Task instructions —
Check every line of the data below for the word "azure" and say how many have it, without further comment.
<<<<
PR #7949, opened 2018-08-07
Support for build, tag, run, push docker commands same as 'build an image'

vithati:


Tasks/DockerV1/task.json
```diff
@@ -268,14 +268,14 @@
                 "always": "Always",
                 "unlessStopped": "Unless stopped"
             },
-            "visibleRule": "command = Run an image && runInBackground = true",
```
bansalaseem: why remove this?

vithati: command = Run an image || command = run  && runInBackground = true we can't do this rule as rule contains && and ||. And runInBackground  visible only 'Run an image' or 'run' set. so i removed this.

PR #7957, opened 2018-08-07
Update to Java tool Installer to use the new tool-lib methods

kelliejos:
Update to Java tool Installer to use the new tool-lib methods that accepts destination directory. This PR needs to wait for the vsts-task-tool-lib changes to be released before it can be merged.


Tasks/JavaToolInstallerV0/task.json
```diff
@@ -30,9 +30,9 @@
             "name": "versionSpec",
             "type": "string",
             "label": "JDK version",
-            "defaultValue": "1.8",
+            "defaultValue": "8",
             "required": true,
-            "helpMarkDown": "A number that specifies the JDK version to make available on the path."
+            "helpMarkDown": "A number that specifies the JDK version to make available on the path. Use whole number version, i.e. 10"
```
DavidStaheli: Suggestion:
"Use **a** whole number version, such as 10.

Tasks/JavaToolInstallerV0/FileExtractor/JavaFilesExtractor.ts
```diff
@@ -2,6 +2,7 @@ import fs = require('fs');
 import path = require('path');
 import taskLib = require('vsts-task-lib/task');
 import tr = require('vsts-task-lib/toolrunner');
+import toolLib = require('vsts-task-tool-lib/tool');
```
brcrista: We've been changing this to `import * as toolLib from 'vsts-task-tool-lib/tool';` in our tasks.  That is a stricter way to import (for example, the `toolLib` module object will be immutable, whereas import-require basically gives you a plain JS object).  Can you change that for this file?

Tasks/JavaToolInstallerV0/FileExtractor/JavaFilesExtractor.ts
```diff
@@ -27,31 +28,32 @@ export class JavaFilesExtractor {
...
-            const powershell: tr.ToolRunner = taskLib.tool('powershell')
-                .line('-NoLogo -Sta -NoProfile -NonInteractive -ExecutionPolicy Unrestricted -Command')
-                .arg(command);
-            await powershell.exec();
-        } else {
-            const unzip: tr.ToolRunner = taskLib.tool('unzip')
-                .arg(file);
-            await unzip.exec(<tr.IExecOptions>{ cwd: destinationFolder });
-        }
+    private isTar(file) {
```
brcrista: +1 to this approach.  Can you add a type annotation?

Tasks/JavaToolInstallerV0/FileExtractor/JavaFilesExtractor.ts
```diff
@@ -27,31 +28,32 @@ export class JavaFilesExtractor {
...
+        var name = this.win ? file.toLowerCase() : file;
```
brcrista: Use `const`.

Also above, can you change `win` to be a readonly boolean instead of RegExpMatchArray and initialize it like this?
```ts
this.win = os.platform() === 'win32';
```

Tasks/JavaToolInstallerV0/FileExtractor/JavaFilesExtractor.ts
```diff
@@ -27,31 +28,32 @@ export class JavaFilesExtractor {
...
+        // standard gnu-tar extension formats with recognized auto compression formats
+        // https://www.gnu.org/software/tar/manual/html_section/tar_69.html
+        return name.endsWith('.tar')      // no compression
+            || name.endsWith('.tar.gz')   // gzip
+            || name.endsWith('.tgz')      // gzip
+            || name.endsWith('.taz')      // gzip
+            || name.endsWith('.tar.Z')    // compress
+            || (this.win && name.endsWith('tar.z')) // no case comparison for win
```
brcrista: Even on *nix, do we care about case sensitivity?  Going case-insensitive all the time means we don't have to special-case things for Windows.  Since even on *nix I don't think there's a risk of a collision on one of these file types, I think it reduces the chance of having a platform-dependent bug

Tasks/JavaToolInstallerV0/FileExtractor/JavaFilesExtractor.ts
```diff
@@ -27,31 +28,32 @@ export class JavaFilesExtractor {
...
-        } else {
-            const unzip: tr.ToolRunner = taskLib.tool('unzip')
-                .arg(file);
-            await unzip.exec(<tr.IExecOptions>{ cwd: destinationFolder });
-        }
+    private isTar(file) {
+        var name = this.win ? file.toLowerCase() : file;
+        // standard gnu-tar extension formats with recognized auto compression formats
+        // https://www.gnu.org/software/tar/manual/html_section/tar_69.html
+        return name.endsWith('.tar')      // no compression
```
brcrista: If you don't want to repeat `|| name.endsWith` every time, you can just say
```ts
const tarEndings = [ '.tar', '.tar.gz', ... ];
return tarEndings.some(name.endsWith);
```

Tasks/JavaToolInstallerV0/FileExtractor/JavaFilesExtractor.ts
```diff
@@ -80,8 +75,8 @@ export class JavaFilesExtractor {
 
         if (this.win) {
             if ('.tar' === fileEnding) { // a simple tar
```
brcrista: Is this still a separate case than `isTar` below?

Tasks/JavaToolInstallerV0/FileExtractor/JavaFilesExtractor.ts
```diff
@@ -80,8 +75,8 @@ export class JavaFilesExtractor {
...
-                this.sevenZipExtract(file, this.destinationFolder);
-            } else if ('.tar.gz' === fileEnding) { // a compressed tar, e.g. 'fullFilePath/test.tar.gz'
+                await this.sevenZipExtract(file, this.destinationFolder);
+            } else if (this.isTar(file)) { // a compressed tar, e.g. 'fullFilePath/test.tar.gz'
                 // e.g. 'fullFilePath/test.tar.gz' --> 'test.tar.gz'
                 const shortFileName = file.substring(file.lastIndexOf(path.sep) + 1, file.length);
```
brcrista: Just use `path.basename(file)`

Tasks/JavaToolInstallerV0/Tests/L0.ts
```diff
@@ -38,14 +38,4 @@ describe('JavaToolInstaller L0 Suite', function () {
...
         done();
     });
-
-    it('should run succesfully when extracting zip file', (done) => {
-        const testPath: string = path.join(__dirname, 'L0UnzipTest.js');
-        const testRunner: ttm.MockTestRunner = new ttm.MockTestRunner(testPath);
-
-        testRunner.run();
-
-        assert(testRunner.succeeded, 'task should have succedded');
```
brcrista: nit: find-replace 'succedded' in this file

Tasks/JavaToolInstallerV0/Tests/L0.ts
```diff
@@ -38,14 +38,4 @@ describe('JavaToolInstaller L0 Suite', function () {
         assert(testRunner.failed, 'task should have failed');
         done();
     });
-
-    it('should run succesfully when extracting zip file', (done) => {
```
brcrista: While we are touching this task, can we change this to `function ()`?  (I am going to fix this in all our tasks eventually).

We also don't need to pass `done` -- this is just for validating callbacks.  So just pass `function ()` and delete the calls to `done()`.

Tasks/JavaToolInstallerV0/FileExtractor/JavaFilesExtractor.ts
```diff
@@ -27,31 +28,32 @@ export class JavaFilesExtractor {
...
+            || name.endsWith('.tbz')      // bzip2
+            || name.endsWith('.tar.lz')   // lzip
+            || name.endsWith('.tar.lzma') // lzma
+            || name.endsWith('.tlz')      // lzma
+            || name.endsWith('.tar.lzo')  // lzop
+            || name.endsWith('.tar.xz')   // xz
+            || name.endsWith('.txz');     // xz
     }
 
     private async sevenZipExtract(file, destinationFolder) {
```
brcrista: Can you add a type annotation here?  `string -> string -> Promise<void>`

Tasks/JavaToolInstallerV0/FileExtractor/JavaFilesExtractor.ts
```diff
@@ -92,29 +87,28 @@ export class JavaFilesExtractor {
...
                 console.log(taskLib.loc('DecompressedTempTar', file, tempTar));
                     
                 // 2 expand extracted tar
-                this.sevenZipExtract(tempTar, this.destinationFolder);
+                await this.sevenZipExtract(tempTar, this.destinationFolder);
 
                 // 3 cleanup temp folder
                 console.log(taskLib.loc('RemoveTempDir', tempFolder));
                 taskLib.rmRF(tempFolder);
-            } else if ('.zip' === fileEnding) {
```
brcrista: I think this will work fine, but why change this to use 7zip to extract .zip files on Windows?  Just curious

Tasks/JavaToolInstallerV0/FileExtractor/JavaFilesExtractor.ts
kelliejos: Yes, it is a separate case.  For windows you have to run a 7zip extraction twice in order to extract the compressed tar types. Simple tar files we can simply pass to the 7zip extraction method once.

Tasks/JavaToolInstallerV0/FileExtractor/JavaFilesExtractor.ts
kelliejos: I was trying to reduce the complexity of the task.  Previously the 7zip method was not working with zip files, but it has since been updated making this separate zip method unnecessary.

kelliejos:
I have completed all the requested changes but I will hold off pushing them until the library is updated so that it will kick off the builds again.

Tasks/JavaToolInstallerV0/FileExtractor/JavaFilesExtractor.ts
```diff
@@ -1,19 +1,20 @@
 import fs = require('fs');
+import os = require('os');
```
brcrista: Better to use import-from here -- it gives you an immutable module object

Tasks/JavaToolInstallerV0/FileExtractor/JavaFilesExtractor.ts
```diff
@@ -1,19 +1,20 @@
...
 import path = require('path');
 import taskLib = require('vsts-task-lib/task');
 import tr = require('vsts-task-lib/toolrunner');
-import toolLib = require('vsts-task-tool-lib/tool');
+import * as toolLib from 'vsts-task-tool-lib/tool';
 
 export class JavaFilesExtractor {
     public destinationFolder: string;
-    public win: RegExpMatchArray;
+    public win: Readonly<boolean>;
```
brcrista: You mean `public readonly win: boolean`.  `Readonly<boolean>` is actually a mapped type: https://www.typescriptlang.org/docs/handbook/advanced-types.html

Tasks/JavaToolInstallerV0/package.json
```diff
@@ -22,9 +22,14 @@
     },
     "homepage": "https://github.com/microsoft/vsts-tasks#readme",
     "dependencies": {
+        "@types/mocha": "5.2.5",
+        "@types/node": "^6.0.101",
+        "@types/q": "^1.0.7",
         "azure-arm-rest": "file:../../_build/Tasks/Common/azure-arm-rest-1.0.2.tgz",
         "azure-blobstorage-artifactProvider": "file:../../_build/Tasks/Common/azure-blobstorage-artifactProvider-1.0.0.tgz",
+        "mocha": "5.2.0",
```
brcrista: We shouldn't need the dep on mocha.  (Remember that everything here will get packaged and distributed with the task, which has compliance implications.)  @types/mocha can go in a `devDependencies` node under Tests: see https://github.com/Microsoft/vsts-tasks/blob/master/Tasks/CondaEnvironmentV1/Tests/package.json.

We haven't done the work yet, but we plan to strip things declared as dev dependencies out of the packaged task so they aren't distributed.

kelliejos: These dependencies were added at the suggestion of Stephen Franceschelli in order to fix a node versioning/dependency issue that surfaced after the update to the vsts-task-tool-lib library. Without these dependencies being declared we were having odd build failures.

brcrista: gotcha

stephenmichaelf: We could try to split out the mocha one and see if it still works, I didn't split test each one to make sure we just need node to have it pass(though that would be my guess).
>>>>
Solution —
2